Information shown –
Issue #871, opened 2026-09-03
Comm: unregister_event() doesn't cancel already-scheduled handler tasks (stale-widget race)


thusser:
## Problem

`Comm._send_event_to_module()` dispatches an event to each registered handler by calling it to get a coroutine, then fire-and-forgets it via `asyncio.create_task(ret)`:

```python
# comm.py
if event.__class__ in self._event_handlers:
    for handler in self._event_handlers[event.__class__]:
        ret = handler(event, from_client)
        if asyncio.iscoroutine(ret):
            task = asyncio.create_task(ret)
            task.add_done_callback(functools.partial(self._log_handler_exception, handler=handler, event=event))
```

`create_task()` only *schedules* the coroutine; it doesn't run it inline. If the handler's owner (e.g. a pyobs-gui widget) is torn down and calls `unregister_event()` in the same synchronous stretch before the scheduled task gets a turn, `unregister_event()` removes the handler from `self._event_handlers` but has no way to retract the task that was already created for it. The task still runs later, against whatever the handler is bound to — which for a Qt widget may already have had its underlying C++ object destroyed by then.

## Observed symptom (pyobs-gui)

```
RuntimeError: libshiboken: Internal C++ object (PySide6.QtWidgets.QCheckBox) already deleted.
```

raised from `DataDisplayWidget._on_new_data` (a `NewImageEvent`/`NewSpectrumEvent` handler) touching `self.checkAutoUpdate` after the widget was discarded (e.g. on client disconnect). `_log_handler_exception` already catches and logs this, so it isn't fatal, but it's log noise masking a real dispatch-ordering bug, and the same race applies to any handler bound to an object that gets destroyed on teardown (pyobs-gui already has to work around it elsewhere with ad-hoc `discard()`/unsubscribe tracking, e.g. `StatusItem._state_subscriptions`, `MainWindow.discard_all_widgets()`).

## Proposed fix

Have `Comm` track in-flight dispatch tasks per `(event_class, handler)`, and have `unregister_event()` cancel any tasks that are still pending for that handler at unregistration time. This closes the race at the source for every consumer, instead of requiring each handler to defensively guard against operating on a torn-down target.

## Where

`pyobs/comm/comm.py`: `_send_event_to_module()` (dispatch/task creation) and `unregister_event()`.

thusser:
[...]

PR #876, opened 2026-09-04
fix: Comm.unregister_event() cancels already-scheduled handler tasks

thusser:
## Summary

- `Comm._send_event_to_module()` fire-and-forgets each handler dispatch via `asyncio.create_task()`, which only schedules the coroutine — it doesn't run inline.
- If a handler's owner tears down and calls `unregister_event()` in the same synchronous stretch, before the scheduled task gets a turn, the task ran anyway against a possibly torn-down target (observed in pyobs-gui as `RuntimeError: libshiboken: Internal C++ object already deleted`).
- Tracks in-flight dispatch tasks per `(event_class, handler)` and cancels any still pending for a handler `unregister_event()` actually removes, closing the race at the dispatch layer.

Plan: `specs/plans/2026-09-03-comm-unregister-event-task-cancellation.md`

Closes #871

## Test plan

- [x] New regression tests in `tests/comm/test_events.py`: task scheduled then unregistered before the event loop yields gets cancelled and its body never runs; a handler's pending task for a *different* event type is unaffected.
- [x] `uv run pytest tests/comm/ -m "not integration and not xmpp"` — 182 passed
- [x] `uv run pytest -m "not integration and not xmpp"` (full suite) — 1912 passed
- [x] `uv run ruff check`, `uv run black --check`, `uv run pyrefly check` — clean

https://claude.ai/code/session_019SjkJ4CSYmbqB3fhef5JwJ

### DIFF
--- a/CHANGELOG.rst
+++ b/CHANGELOG.rst
@@ -4,6 +4,11 @@ v2.5.0
   ``HIERARCH <MODULE> VERSION <PACKAGE>`` card per loaded ``pyobs-*`` package into FITS headers,
   reusing ``loaded_pyobs_packages()`` (added for #759). Closes #739. See
   ``specs/design/package_versions_fits_header.md``.
+* Fixes ``Comm.unregister_event()`` not cancelling a handler dispatch that
+  ``_send_event_to_module()`` had already scheduled via ``asyncio.create_task()`` before the
+  unregister call -- the task ran later regardless, against whatever the handler was bound to
+  (observed in pyobs-gui as a ``libshiboken: Internal C++ object already deleted`` error on
+  client disconnect). Closes #871.
 
 v2.4.1 (2026-09-03)
 *********************
--- a/pyobs/comm/comm.py
+++ b/pyobs/comm/comm.py
@@ -39,6 +39,7 @@ class Comm:
         self._log_queue: asyncio.Queue[LogEvent] = asyncio.Queue()
         self._logging_task: asyncio.Task[Any] | None = None
         self._event_handlers: dict[type[Event], list[Callable[[Event, str], Coroutine[Any, Any, bool]]]] = {}
+        self._event_handler_tasks: dict[tuple[type[Event], Callable[..., Any]], set[asyncio.Task[Any]]] = {}
         self._events_sent: set[type[Event]] = set()
         self._events_subscribed: set[type[Event]] = set()
         self._closing = asyncio.Event()
@@ -479,6 +480,15 @@ class Comm:
                     self._events_subscribed.discard(ev)
                     unsubscribed.append(ev)
 
+                # cancel any dispatch for this handler that _send_event_to_module() already
+                # scheduled via asyncio.create_task() but that hasn't run yet -- otherwise it
+                # fires later against whatever the handler is bound to, even though the handler
+                # is gone from _event_handlers as of this call (see issue #871)
+                pending = self._event_handler_tasks.pop((ev, handler), None)
+                if pending is not None:
+                    for task in pending:
+                        task.cancel()
+
         # only event classes that just lost their last handler need the comm layer to actually
         # tear anything down (e.g. XmppComm unsubscribing from peers' event nodes)
         if unsubscribed and not event_class.local:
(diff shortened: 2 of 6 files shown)


thusser (commented):
**Verdict: approve with nits.** The fix is correct, minimal, and targets the actual race described in #871. I reviewed it against `develop` and reproduced the checks locally: `tests/comm/` → 182 passed, `ruff`/`black --check` clean, `pyrefly` 0 errors. CI is green as well.

**Verified in the code**
- Dispatch/tracking key consistency: `_send_event_to_module()` keys tasks by `(event.__class__, handler)`, and `unregister_event()` iterates the same derived-events expansion `register_event()` used, popping per `ev` — so the pop always finds what dispatch recorded, without over-cancelling the same handler's other event types.
- Cancel-before-start semantics hold on the supported Python line: the new test schedules a dispatch and unregisters in the same synchronous stretch and confirms the handler body never runs.
- The remove/pop/cancel loop is synchronous with no awaits (no interleaving), the cancel loop runs before the XMPP-only `_unregister_events` branch (so local and non-local events are both covered), and done-callbacks that fire after a pop no-op via `.get(...) → None` — no KeyError path.
- Bookkeeping hygiene: the done-callback discards tasks and deletes empty sets on both completion and exception paths.
- GUI flow matches the guarantee: pyobs-gui's `BaseWidget.discard()` awaits `comm.unregister_event()` inline, and `discard_all_widgets()` awaits each `widget.discard()` before Qt destroys the widget — so cancellation runs before the pending dispatch task gets its turn in the reported scenario.

**Points to consider (non-blocking)**
1. **Semantic widening is undocumented.** `unregister_event()` previously meant "stop future deliveries"; it now also interrupts an already-started handler suspended at an `await` (it gets `CancelledError`). That's what teardown wants, but the method docstring doesn't mention cancellation at all — worth one sentence stating the new contract.
2. **Guarantee boundary should be stated.** The fix only wins if the cancel loop executes before the event loop next runs the pending task, i.e. `unregister_event()` must be *awaited inline* in the same stretch. A fire-and-forget teardown (`create_task(unregister_event(...))`) queued behind the dispatch task would still lose the race. pyobs-gui satisfies this today, but a docstring sentence would pin the contract for future callers.
3. **Set semantics untested.** The cancel-all loop only ever iterates single-element sets in the tests; a test with two pending tasks under one `(ev, handler)` key would exercise the actual set design.
4. **Memory-hygiene claim untested.** The docstring promises the dict doesn't accumulate because the done-callback removes entries, but nothing asserts a normally-completed handler's key disappears. Given this fix is about widget lifetime, a regression test (dispatch → let the task finish → assert key removed) is worth adding — it's the guard against the dict becoming a new strong-reference path keeping discarded widgets alive.
5. **Test boilerplate.** Every unit test hand-rolls `Comm.__new__(Comm)` plus five attribute assignments, and this PR had to touch all of them. A small `bare_comm()` helper would prevent the next internal-attribute addition from touching every test.
6. **Minor.** The dict annotation uses `Callable[..., Any]` while `_event_handlers` uses the precise handler signature — a shared alias would be tighter. Also, the plan doc's *Problem* section still cites pre-fix line numbers (`comm.py:678-693`, `458-485`); now that it's marked `implemented`, those describe the old layout.
7. **CHANGELOG (optional).** Recent fix PRs (#824, #830) carried an entry; since this closes #871 with a user-visible symptom in pyobs-gui, an entry is defensible if you follow the per-fix convention.

thusser:
Addressed all 7 points:

1. `unregister_event()` docstring now states the cancellation contract, including that it can raise `CancelledError` into an already-suspended handler.
2. Same docstring update also states the inline-await requirement (a `create_task(unregister_event(...))` caller can still lose the race).
3. New test: two events dispatched to the same `(event_class, handler)` before unregistering — both cancelled, exercising the set with >1 element.
4. New test: a dispatch that completes normally (not cancelled) gets its `(event_class, handler)` entry removed from `_event_handler_tasks`.
5. Added a `_bare_comm()` helper in `tests/comm/test_events.py`; all existing tests in that file now use it instead of the 4-line boilerplate.
6. Added an `EventHandler` type alias and used it everywhere the inline `Callable[[Event, str], Coroutine[Any, Any, bool]]` signature was repeated, including the new tracking dict. Plan doc's Problem section now marks its line numbers as pre-fix.
7. Added a CHANGELOG entry under the current unreleased heading, matching the #824/#830 convention.

Full non-integration suite (1914 tests), ruff, black, pyrefly all clean on the updated branch.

Exercise details – Above are the entries. Quote exactly the lines from the one bearing "## Test plan" through the one bearing "- [x] New regression".

Task solution –
## Test plan

- [x] New regression tests in `tests/comm/test_events.py`: task scheduled then unregistered before the event loop yields gets cancelled and its body never runs; a handler's pending task for a *different* event type is unaffected.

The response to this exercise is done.